*** Block opens ***

PR #236, opened 2020-02-05
Add missing dependent packages

tkdchen:
These two packages are required when trying to run GTG from a local
virtual environment by executing script gtg.sh

Signed-off-by: Chenxiong Qi <qcxhome@gmail.com>


diegogangl:
LGTM, thanks!

PR #239, opened 2020-02-07
Add tox support

freyes:
Tox is a widely spread testing automation tool for python projects,
it still uses the Makefile under the hood, but tox will take care
of managing virtualenvs and running the tests inside of them.

### DIFF
--- a/tox.ini
+++ b/tox.ini
@@ -1,0 +1,12 @@
+[tox]
+envlist = py37,pep8
+sitepackages=True
+
+[testenv]
+sitepackages=True
+deps=-rrequirements.txt
+commands=make tests
+whitelist_externals=/usr/bin/make
+
+[testenv:pep8]
+commands=make pep8
--- a/.gitignore
+++ b/.gitignore
@@ -5,6 +5,7 @@ tmp
 .pydevproject
 .project
 .settings
+.tox
 **/**.glade.h
 **/**.gladep
 **/**.gladep.bak
--- a/Makefile
+++ b/Makefile
@@ -16,7 +16,7 @@
 # this program.  If not, see <http://www.gnu.org/licenses/>.
 # -----------------------------------------------------------------------------
 
-PEP8=pep8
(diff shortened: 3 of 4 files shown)


tox.ini
```diff
@@ -0,0 +1,12 @@
+[tox]
+envlist = py37,pep8
+sitepackages=True
+
+[testenv]
+sitepackages=True
```
tkdchen: Is this necessary? All the required packages listed in requirements.txt can be installed into a virtual environment.

diegogangl:
Hey @freyes thanks for contributing! I've been reading about Tox, but I'm still wondering what's the benefit of this over just using venv + pip (for us)? Does it really warrant adding another dependency?

tkdchen:
@diegogangl In general, IMO, as a Python developer, when see a project has `tox.ini`, he/she can simply know tests could run by running command `tox`. The `tox` could be installed from Linux distro package repos, or PyPI into a venv.

tox.ini
freyes: without this some things are left out, for instance dbus python module, I could chase down the missing dependencies (most likely gtk and friends) so we could remove this line.

diegogangl:
Ok, I looked a bit more into this and it seems like this would be an improvement for our tests and could make CI easier too. Is using `sitepackages=True` a problem, or does it have any drawbacks?

tox.ini
tkdchen: dbus python module is included in https://github.com/getting-things-gnome/gtg/commit/d9c4a3bb710bc693bd83baa0235afafe4e0220e9

Currently, I'm running gtg just from a venv created without `--system-site-packages`.

diegogangl: Tox still runs fine for me without those lines

diegogangl: Friendly ping. @federicomenaquintero do you want to try to add the dependencies? Or are they not needed? @tkdchen what do you think?

PR #1282, opened 2026-07-10
fix: keep sidebar tags sorted

### LINKED ISSUE #1251: Tags are not kept sorted alphabetically in sidebar
In the current git `master` version, since the port to GTK4, tags are not sorted alphabetically, ever.

* [ ] Newly created tags (ex: by typing a whole new tag in the contents of a task, then closing the task editor) are not inserted sorted alphabetically into the sidebar
* [ ] Even after a restart, tags in the sidebar remain in the order of creation, rather than a more natural alphabetical order

The 2nd point tells me that they are surely not sorted within the tags list at the top of the file format either. That said, perhaps the sorting should be done only at the UI level, and kept manual in the file format, so that it is technically possible someday to toggle alphabetical-vs-manual sorting on/off at the GUI level for #523.

---

Note: when fixing this, the tag's hierarchy levels need to be taken into account, because tags can be nested as parents vs children (see also #1249 for example).

So if I have tags like these:

* a
* c
  * d
  * e
  * f
* g

…and I insert tag "b", if it's a top-level tag it would go here:

* a
* b ← new tag!
* c
  * d
  * e
  * f
* g

…but if I make it a child of "c", then it would look like this:

* a
* c
  * b ← new tag!
  * d
  * e
  * f
* g

aouxwoux:
## Summary

- keep root tags alphabetically ordered in the GTK4 sidebar model
- keep child tags sorted within their existing parent hierarchy
- add regression coverage for newly created root and nested tags

## Why

Tags currently appear in creation/XML order, which makes the sidebar difficult to scan. This addresses #1251 without changing the serialized tag order or parent relationships.

## Validation

- `python -m compileall -q GTG/core/tags.py tests/core/test_tag_store.py`
- `git diff --check`
- targeted pytest could not run because pytest is not installed in this environment

Fixes #1251

### DIFF
--- a/GTG/core/tags.py
+++ b/GTG/core/tags.py
@@ -166,11 +166,24 @@ class TagStore(BaseStore[Tag]):
 
         # open the first one
         if item.children:
-            for child in item.children:
+            for child in sorted(item.children, key=lambda child: child.name.casefold()):
                 model.append(child)
 
         self.tid_to_children_model[item.id] = model
         return Gtk.TreeListModel.new(model, False, False, self.model_expand)
+
+
+    @staticmethod
+    def _insert_sorted(model: Gio.ListStore, item: Tag) -> None:
+        """Insert a tag in alphabetical order without changing its parent."""
+        name = item.name.casefold()
+        for position in range(model.get_n_items()):
+            current = model.get_item(position)
+            if name < current.name.casefold():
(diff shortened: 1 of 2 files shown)


diegogangl:
Great idea! LGTM, thanks!

PR #1283, opened 2026-07-10
fix: use available icon for all tasks

### LINKED ISSUE #1274: "All tasks" icon is broken in master when running with GNOME Builder
I grabbed the latest version of git master (commit 252a8fc), built and ran it using GNOME Builder, and encountered this broken icon in the top-left corner, for the "All tasks" special tag:

Image

It's not the end of the world, but if we can fix that in time for 0.7 it would look nicer :)

aouxwoux:
## Summary

- replace the unavailable `emblem-documents-symbolic` icon used by the All Tasks sidebar row
- use the existing `view-list-symbolic` icon already supported by the sidebar

## Why

The current icon renders as broken when GTG is run from GNOME Builder because it is not bundled and is not available in that icon theme. This fixes #1274 with a one-line, theme-compatible change.

## Validation

- `python -m compileall -q GTG/gtk/browser/sidebar.py`
- `git diff --check`

Fixes #1274

### DIFF
--- a/GTG/gtk/browser/sidebar.py
+++ b/GTG/gtk/browser/sidebar.py
@@ -181,7 +181,7 @@ class Sidebar(Gtk.ScrolledWindow):
         button.set_margin_start(6)
         button.set_margin_end(6)
 
-        tags_icon = Gtk.Image.new_from_icon_name('view-list-symbolic')
+        tags_icon = Gtk.Image.new_from_icon_name('tag-symbolic')
         tags_icon.set_margin_end(6)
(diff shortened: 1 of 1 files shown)


diegogangl:
Hi, thanks for the PR. This is a good idea, but now the icon for tags and all tasks are the same

diegogangl:
In the end, it was better to use another icon for tags since the one you picked was perfect for "all tasks".
Took the liberty of pushing that here. Thanks for the PR!

Issue #1057, opened 2024-03-08
AttributeError: 'str' object has no attribute 'get_id' when syncing CalDAV


cpitclaudel:
I'm trying to setup CalDAV sync, and I got the following issue:

```
2024-03-07 07:55:30,052 - INFO - backend_caldav:_do_periodic_import:137 - Running periodic import
2024-03-07 07:55:30,237 - INFO - backend_caldav:_do_periodic_import:144 - Fetching todos from '<redacted-1>'
2024-03-07 07:55:30,714 - INFO - backend_caldav:_do_periodic_import:144 - Fetching todos from '<redacted-2>'
Exception in thread Thread-3 (_internal_flush_all_tasks):
Traceback (most recent call last):
  File "/usr/lib/python3.10/threading.py", line 1016, in _bootstrap_inner
    self.run()
  File "/usr/lib/python3.10/threading.py", line 953, in run
2024-03-07 07:55:31,120 - INFO - backend_caldav:_do_periodic_import:137 - Running periodic import
    self._target(*self._args, **self._kwargs)
  File "/home/cpc/git/gtg/.local_build/install/local/lib/python3.10/dist-packages/GTG/core/datastore.py", line 664, in _internal_flush_all_tasks
    backend.queue_set_task(task.id)
  File "/home/cpc/git/gtg/.local_build/install/local/lib/python3.10/dist-packages/GTG/backends/generic_backend.py", line 680, in queue_set_task
    tid = task.get_id()
AttributeError: 'str' object has no attribute 'get_id'
```

I added a `print(task)` right before the faulty line, and I got:

```
33d9760d-2e07-4ae4-9c02-1fcdaeb46325
```

This is the faulty function:

```
    def queue_set_task(self, task):
        """ Save the task in the backend. In particular, it just enqueues the
        task in the self.to_set queue. A thread will shortly run to apply the
        requested changes.

        @param task: the task that should be saved
        """
        tid = task.get_id()
        if task not in self.to_set and tid not in self.to_remove:
            self.to_set.appendleft(task)
            self.__try_launch_setting_thread()
```

Looks like a simple mistake in the caller?

```
        def _internal_flush_all_tasks():
            backend = self.backends[backend_id]
            for task in self.tasks.data:
                if self.please_quit:
                    break
                backend.queue_set_task(task.id) # ← Should be `task`?
```

[...]

PR #1285, opened 2026-07-10
fix: persist backend configuration across restarts (#930, #845)

### LINKED ISSUE #845: CalDAV backend saves incomplete configuration on Chromebook
Running GTG 0.6 stable flatpak on my Chromebook and using CalDAV sync.

After configuring the backend an initial sync happens and synced task appear as expected. After closing GTG and re-openning, startup fails with the following error:

**Context:** Startup

```python-traceback
  File "/app/lib/python3.9/site-packages/GTG/gtk/application.py", line 110, in do_startup
    for backend_dic in BackendFactory().get_saved_backends_list():
  File "/app/lib/python3.9/site-packages/GTG/backends/__init__.py", line 143, in get_saved_backends_list
    module = self.get_backend(settings.get('module'))
  File "/app/lib/python3.9/site-packages/GTG/core/config.py", line 164, in get
    raise ValueError(
ValueError: No valid configuration value or default value was found for %s in %s
```

**Software versions:**
* Getting Things GNOME! v0.6
* CPython 3.9.9 (main, Nov 10 2011, 15:00:00)   [GCC 11.2.0]
* GTK 3.24.31, GLib 2.70.2
* PyGLib 3.42.0, PyGObject 3.42.0
* Linux-5.4.163-17384-g99ca1c60d20c-aarch64-with-glibc2.33

Inspecting the `backend.conf` I notice that a number values are missing or incorrect (see below). Adding and correcting also causes startup to fail because the password had not been stored.

```
...
[backend_caldav]
first_run = True
default = False
human-friendly-name =
user =
pid = 58a617ea-7590-41ff-8bfa-58ec6c5f83de
enabled = True
attached-tags = gtg-tags-all
period = 1
username = steve
```

### LINKED ISSUE #930: GTG allows creating multiple backends of type CalDAV, but they do not persist across restarts

pentux-GitHub:
## Summary

Fixes #930, Fixes #845

On the new core, backend configuration was never written back:
`CoreConfig.get_backend_config()` (the only writable handle) had a
single caller, the *reader* at startup. Adding a backend went through
`ds.register_backend()` + `ds.save()` (which only saves task data), so
`backends.conf` stayed empty and every backend vanished on the next
launch. This also subsumes the original 0.6 report (#845): sections
used to be keyed by module name, so a second backend of the same type
overwrote the first.

## Design

The Datastore already owns backend lifecycle, so it now also owns their
persistence. A single documented entry point,
`Datastore.save_backend_config(backend)`, serializes every static
parameter via the existing `cast_param_type_to_string()` (passwords go
to the keyring, as before), one section keyed by **pid** — which fixes
the #845 collision — and drops any leftover module-named legacy section
so a backend isn't loaded twice after upgrading.

It is called at the four mutations the Datastore already handles:

- **registration** — only on a genuinely new backend (`first_run`),
  never when reloading from disk at startup;
- **removal** — the section is deleted;
- **state toggle & parameter edits** — via a `BACKEND_STATE_TOGGLED`
  listener. This is deliberate: disabling spins a quit thread that
  flips the state afterwards, so persisting synchronously would race
  it; the signal is marshalled to the main loop (`idle_add`), so we
  save the settled state. The configuration panel commits parameter
  edits right before toggling, so the same listener captures those too.

The UI layer learns nothing new — it already commits and toggles at one
point.

## Tests

New `tests/core/test_backend_persistence.py` (registration persists,
state toggle persists fresh parameters, removal deletes the section,
legacy section cleanup), all red before / green after, using a fake
keyring so the real one is never touched.

Also, a suite-wide isolation guard in `tests/conftest.py`: since real
Datastores now persist config, the whole suite is pointed at a scratch
XDG dir so tests can never write into a contributor's real
`~/.config/gtg`. Full suite: 190 passed, 7 skipped locally.

## Follow-up (out of scope)

A "parameters changed" signal with a single listener would be the
tidiest long-term shape, but it's more than this fix needs today.

### DIFF
--- a/GTG/core/config.py
+++ b/GTG/core/config.py
@@ -254,3 +254,9 @@ class CoreConfig:
             self._backends_conf[backend],
             DEFAULTS['backend'],
             self.save_backends_config)
+
+    def delete_backend_config(self, backend):
+        """Remove the configuration section of a backend, if any."""
+        if backend in self._backends_conf:
+            self._backends_conf.remove_section(backend)
+            self.save_backends_config()
--- a/GTG/core/datastore.py
+++ b/GTG/core/datastore.py
@@ -34,6 +34,7 @@ from GTG.core import firstrun_tasks
 from GTG.core.dates import Date
 from GTG.backends.backend_signals import BackendSignals
 from GTG.backends.generic_backend import GenericBackend
+from GTG.core.config import CoreConfig
 import GTG.core.info as info
 import GTG.core.dirs as dirs
 import GTG.core.versioning as versioning
@@ -145,6 +146,9 @@ class Datastore:
         self._mutex = threading.Lock()
         self.backends: Dict[str,GenericBackend] = {}
         self._backend_signals = BackendSignals()
+        self._backend_signals.connect(
+            self._backend_signals.BACKEND_STATE_TOGGLED,
+            self._on_backend_state_toggled_persist)
 
         # When a backup has to be used, this will be filled with
         # info on the backup used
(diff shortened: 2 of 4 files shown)


diegogangl:
Works as expected, thanks!

cpitclaudel:
Probably makes https://github.com/getting-things-gnome/gtg/pull/1285 redundant?

pentux-GitHub:
I think that's a typo for another number — this PR is about backend
config persistence, not a sync crash. I had a look at your #1057
though and left an update there.

cpitclaudel:
Indeed a typo, sorry: I meant https://github.com/getting-things-gnome/gtg/pull/931

pentux-GitHub:
No worries! And your intuition is right: #931 is now effectively superseded by
this PR (together with the follow-up fix in #1293). Master indexes backend
config sections by pid, migrates the legacy module-named sections (the #845
double-load case), and there's a dedicated test for the `backend_caldav` → pid
migration in `tests/core/test_backend_persistence.py`.

Same goal, converging implementations — yours just sat in the queue too long. :)
Feel free to close #931, or I can ping Diego about it.

One caveat: only the config layer of #930 is done. Actually *running* two
backends of the same kind still needs work on the new core (UI to add a second
instance, the sync races Diego mentioned back then), so #930 itself probably
deserves to stay open.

*** Block closes ***

→ Task objective
Could you show every line of the material that includes the string "dependencies"?

→ Task response
freyes: without this some things are left out, for instance dbus python module, I could chase down the missing dependencies (most likely gtk and friends) so we could remove this line.
diegogangl: Friendly ping. @federicomenaquintero do you want to try to add the dependencies? Or are they not needed? @tkdchen what do you think?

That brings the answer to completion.